I giudici fecero appello in Cassazione e si svolse il processo, dal quale uscii con una condanna di 4 anni e tre mesi e qui debbo ringraziare l'inefficienza dello Stato perchè a distanza di oltre 15 anni il procedimento di appello deve ancora svolgersi, per cui da oltre 8 anni i reati con le relative pene sono caduti in prescrizione. 

 

 


Ed ora passiamo all'ultimo processo che, sebbene innocente, si è concluso con una condanna degna di un boss della camorra: 10 anni di reclusione emanati dalla Corte di appello di Napoli nel 2008, che hanno rovinato la mia vita e soprattutto quella della mia famiglia.

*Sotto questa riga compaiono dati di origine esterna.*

Issue #8712, opened 2026-03-02
Create Lookup Enums and Lookup Tables for Award Rec work


nathan-stricker:
### Summary

See [tech spec](https://navasage.atlassian.net/wiki/spaces/Grantsgov/pages/2735046679/Tech+Spec+-+Award+Recommendation+Data+Model+Initial+Endpoints#Create-lookup-enums-and-lookup-tables)

Before the Award Recommendation table can be created, we'll need to set up all of its relevant lookup tables and enums. See the [Lookup Tables](https://navasage.atlassian.net/wiki/spaces/Grantsgov/pages/2735046679/Tech+Spec+-+Award+Recommendation+Data+Model+Initial+Endpoints#Lookup-Tables) section of the tech spec for details.

### Acceptance criteria

- [x] Lookup tables and enums created:
    - [ ] `lk_award_selection_method`
    - [ ] `lk_award_recommendation_attachment_type`
    - [ ] `lk_award_recommendation_status`
    - [ ] `lk_award_recommendation_type`
    - [ ] `lk_award_recommendation_review_type`
    - [ ] `lk_award_recommendation_risk_type`
    - [ ] `lk_award_recommendation_audit_event`

PR #8790, opened 2026-03-04
[Issue #8712] Create award recommendation lookup enum tables

nathan-stricker:
## Summary

Work for #8712

## Changes proposed

- Created lookup tables:
   - lk_award_selection_method
   - lk_award_recommendation_attachment_type
   - lk_award_recommendation_status
   - lk_award_recommendation_type
   - lk_award_recommendation_review_type
   - lk_award_recommendation_risk_type
   - lk_award_recommendation_audit_event
- Added migration

## Context for reviewers

See [tech spec](https://navasage.atlassian.net/wiki/spaces/Grantsgov/pages/2735046679/Tech+Spec+-+Award+Recommendation+Data+Model+Initial+Endpoints#Create-lookup-enums-and-lookup-tables)

Before the Award Recommendation tables can be created, we need to set up all of its relevant lookup tables and enums. See the [Lookup Tables](https://navasage.atlassian.net/wiki/spaces/Grantsgov/pages/2735046679/Tech+Spec+-+Award+Recommendation+Data+Model+Initial+Endpoints#Lookup-Tables) section of the tech spec for details.

### DIFF
--- a/api/src/db/models/lookup_models.py
+++ b/api/src/db/models/lookup_models.py
@@ -654,7 +654,7 @@ class LkAwardRecommendationAttachmentType(LookupTable, TimestampMixin):
     description: Mapped[str]
 
     @classmethod
-    def from_lookup(cls, lookup: Lookup) -> "LkAwardRecommendationAttachmentType":
+    def from_lookup(cls, lookup: Lookup) -> LkAwardRecommendationAttachmentType:
         return LkAwardRecommendationAttachmentType(
             award_recommendation_attachment_type_id=lookup.lookup_val,
             description=lookup.get_description(),
@@ -669,7 +669,7 @@ class LkAwardRecommendationStatus(LookupTable, TimestampMixin):
     description: Mapped[str]
 
     @classmethod
-    def from_lookup(cls, lookup: Lookup) -> "LkAwardRecommendationStatus":
+    def from_lookup(cls, lookup: Lookup) -> LkAwardRecommendationStatus:
         return LkAwardRecommendationStatus(
             award_recommendation_status_id=lookup.lookup_val,
             description=lookup.get_description(),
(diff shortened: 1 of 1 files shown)


api/src/db/models/lookup_models.py
```diff
@@ -551,6 +646,96 @@ def from_lookup(cls, lookup: Lookup) -> LkApplicationStatus:
...
+    def from_lookup(cls, lookup: Lookup) -> LkAwardRecommendationStatus:
+        return LkAwardRecommendationStatus(
+            award_recommendation_status_id=lookup.lookup_val,
+            description=lookup.get_description(),
+        )
+
+
+@LookupRegistry.register_lookup(AWARD_RECOMMENDATION_TYPE_CONFIG)
+class LkAwardRecommendationType(LookupTable, TimestampMixin):
+    __tablename__ = "lk_award_recommendation_type"
```
chouinar, line 681: Missed the comment on the tech spec until now - but yes, good catch, this is the right name.

api/src/constants/lookup_constants.py
```diff
@@ -224,6 +233,55 @@ class ApplicationFormStatus(StrEnum):
...
+    EXCEPTION_CREATED = "exception_created"
+    EXCEPTION_UPDATED = "exception_updated"
+    EXCEPTION_DELETED = "exception_deleted"
+    RISK_CREATED = "risk_created"
+    RISK_UPDATED = "risk_updated"
+    RISK_DELETED = "risk_deleted"
+    APPLICATION_SUBMISSION_UPDATED = "application_submission_updated"
+    REVIEW_CREATED = "review_created"
+    REVIEW_UPDATED = "review_updated"
+    REVIEW_DELETED = "review_deleted"
```
chouinar, line 282: A few of these like exceptions, and some of the review statuses might not happen yet as some functionality was trimmed, but I think are fine to leave as I expect they'll exist in some form eventually.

Raccontiamo la storia dall'inizio. Una mia cliente di vecchia data, che era venuta più volte nel mio studio per svariati motivi, era l'amante di un facoltoso imprenditore di Potenza col quale voleva abitare assieme, ma lui rimandava continuamente, con la scusa che voleva aspettare che i suoi figli si facessero grandi. Arrivò un momento che lei perse la pazienza e chiese una buonuscita di 200 milioni, promettendo che, ricevuti i soldi, si sarebbe trasferita in un'altra città. La risposta fu negativa ed il consiglio che le fu dato fu quello di rivolgersi a me, che ero un miliardario, e di chiedere un prestito per una cifra equivalente.

Lei venne nel mio studio e mi chiese i soldi, affermando che se non glieli avessi dato me ne sarei pentito amaramente. La congedai senza paura e non pensai nemmeno di denunciarla per tentata estorsione, in passato avevano tentato di mettermi una tangente di 50 milioni i Nap, i corrispondenti napoletani delle brigate rosse ed io fingendo di acconsentire, quando vennero nel mio studio gli feci trovare i carabinieri che li arrestarono ed alcuni di loro, poichè erano ricercati per omicidio, scontarono 30 anni di carcere.

Avevo fatto i conti senza l'oste e me ne accorsi dopo un anno, quando nel mio studio si presentò la polizia, comunicandomi che era stato emesso dalla magistratura nei miei confronti un provvedimento di custodia cautelare, perchè avevo provocato un aborto con la forza ad una mia cliente. Per fortuna si trattava di arresti domiciliari, che durarono 3 mesi, durante i quali non potevo rispondere al telefono e potevo incontrare solo parenti entro il 4° grado. 

In seguito tornai libero e partì il processo, che si concluse nell'agosto del 2008.

In fase istruttoria mi fu offerta la possibilità di patteggiare una pena di 2 anni ed 8 mesi, ma io, essendo innocente , rifiutai sdegnosamente. 

Durante le varie udienze furono ascoltati numerosi testimoni, di cui sette in mio favore, che alla fine del procedimento furono denunciati per falsa testimonianza. Essi sono stati in seguito tutti assolti.